Targeted proteomic assays may be useful for diagnosing and staging Alzheimer's disease and related dementias (ADRD). We evaluated the performance of a 120-marker central nervous system (CNS) NUcleic acid Linked Immuno-Sandwich Assay (NULISA) panel in samples spanning the Alzheimer's disease (AD) spectrum.

METHODS

Cross-sectional plasma samples (n = 252) were analyzed using NULISAseq CNS panel from Alamar Biosciences. Receiver-operating characteristic (ROC) analyses demonstrated the accuracy from NULISAseq-tau phosphorylated at threonine 217 (pTau217) in detecting amyloid (A) and tau (T) positron emission tomography (PET) positivity. Differentially expressed proteins were identified using volcano plots.

RESULTS

NULISAseq-pTau217 accurately classified A/T PET status with ROC areas under the curve of 0.92/0.86; pTau217 was upregulated in A+, T+, and impaired groups with log₂-fold changes of 1.21, 0.57, and 4.63, respectively, compared to A−. Of interest, TAR DNA-binding protein 43 (TDP-43) phosphorylated at serine 409 (pTDP43-409) was also upregulated in the impaired group and correlated with declining hippocampal volume and cognitive trajectories.

DISCUSSION

This study shows the potential of a targeted proteomics panel for characterizing brain changes pertinent to ADRD. The promising pTDP43-409 findings require further replication.

Highlights

The NULISAseq pTau217 assay was comparable to the Simoa pTau217 assay, both utilizing the ALZpath antibody, in detecting amyloid positron emission tomography (PET) positivity, each with areas under the curve greater than 90%.
Nineteen proteins were differentially expressed in participants with mild cognitive impairment (MCI) compared to those who were unimpaired.

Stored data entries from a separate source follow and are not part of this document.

PR #1011, opened 2023-06-09
test: add MODE integration test

alvrs:
* refactor some of the integration test setup
* add initial setup for running integration tests with MODE

Followup:
* Add more tests both for syncing from RPC and MODE. Currently we're mostly testing that the initial connection works and a single table can be synced, but we should add test cases for all kinds of different key and value schema types


.github/workflows/integration-sandbox.yml
```diff
@@ -10,8 +10,28 @@ jobs:
   main:
     name: Build/test integration sandbox
     runs-on: ubuntu-latest
-
+    services:
+      postgres:
+        image: ghcr.io/latticexyz/postgres-wal-logical:latest
```
alvrs, line 15: need a custom postgres image here that adds this to the postgres config:
```
wal_level = logical
max_replication_slots = 1
max_wal_senders = 1
```

postgres needs to restart after changing these config params, so the only way i found to make it work in the CI was to create a new docker image that has this config from the start

holic (approved):
👏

Markers of non-AD proteinopathies such as pTDP43-409, oligomeric alpha-synuclein, and huntingtin (HTT), were among those upregulated in MCI.
High levels of plasma pTDP43-409 were associated with worsening hippocampal atrophy and cognitive decline, clinical indicators of limbic-predominant age-related TDP-43 encephalopathy (LATE), compared to those with low pTDP43-409.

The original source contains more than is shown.